DISP (Inhoud weergeven)

  1. Druk op (Inhoud weergeven) op het besturingswiel en selecteer daarna een gewenste functie.

  • Selecteerbare functies kunnen worden ingesteld met behulp van MENU 2 [DISP-knop (scherm)].

In de opnamefunctie


Graf. weerg.
Hiermee kunt u de basisopname-informatie afbeelden.
De sluitertijd en diafragmawaarde worden grafisch afgebeeld.
Alle info weergeven
Hiermee kunt u de opname-informatie afbeelden.
Geen info
Hiermee wordt geen opname-informatie afgebeeld.
Niveau
Hiermee kunt u een hulpaanduiding afbeelden waarmee de links-rechts-schuinstellingshoek van de camera wordt aangegeven. Als de camera horizontaal wordt gehouden, wordt de hulpaanduiding groen afgebeeld.
Histogram
Hiermee kunt u de luminantieverdeling grafische afbeelden (histogram).
Voor zoeker
Geschikt voor opnemen met een zoeker (los verkrijgbaar).

In de weergavefunctie


Info weergeven
Hiermee kunt u de opname-informatie afbeelden.
Histogram
Hiermee kunt u het histogram en de opname-informatie afbeelden.
Geen info
Hiermee wordt geen opname-informatie afgebeeld.

Grafische weergave
De grafische weergave toont de sluitertijd en de diafragmawaarde grafisch op het beeld zodat u het belichtingssysteem eenvoudig kunt begrijpen. De sluitertijdbalk en de diafragmawaardebalk geven de huidige instelwaarden aan.
A: Sluitertijd
B: Diafragmawaarde

Histogram afbeelden

Een histogram is een grafiek die de helderheid van een beeld weergeeft. De grafiekweergave duidt op een helder beeld wanneer hij van links naar rechts gezien schuin omhoog loopt (A), en op en donker beeld wanneer hij van links naar rechts gezien schuin omlaag loopt (B).
  1. Druk in de opnamefunctie herhaaldelijk op (Inhoud weergeven) om het histogram af te beelden.

Opmerkingen
  • Het histogram wordt ook afgebeeld wanneer een enkel beeld wordt weergegeven, maar u de belichting niet kunt instellen.

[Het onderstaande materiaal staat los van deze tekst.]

PR #102, opened 2019-02-28
Add presented

codehag:
goal of this pr is to add the last presented dates to the proposals. This can be iterated on and more proposals can be added over time.


_data/stage3.yml
```diff
@@ -219,3 +242,35 @@
...
+    #!/usr/bin/env node
+
+    // in the Script Goal
+
+    'use strict';
+
+    console.log(1);
+
+
+    #!/usr/bin/env node
```
chicoxyzzy, line 273: We should indicate that this is a first line of another script

codehag: thanks, opened a bug to have more than one script.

  • Het histogram wordt niet afgebeeld tijdens:

  • Opnemen/weergeven van bewegende beelden

  • Opnemen in de functie [Panorama d. beweg.] of weergeven van panoramabeelden

  • Er kan een groot verschil optreden tussen de histogrammen die worden afgebeeld tijdens het opnemen en tijdens het weergeven, wanneer:

  • De flitser afgaat.

  • De sluitertijd lang of kort is.

  • Het histogram wordt mogelijk niet afgebeeld voor beelden die zijn opgenomen met een andere camera.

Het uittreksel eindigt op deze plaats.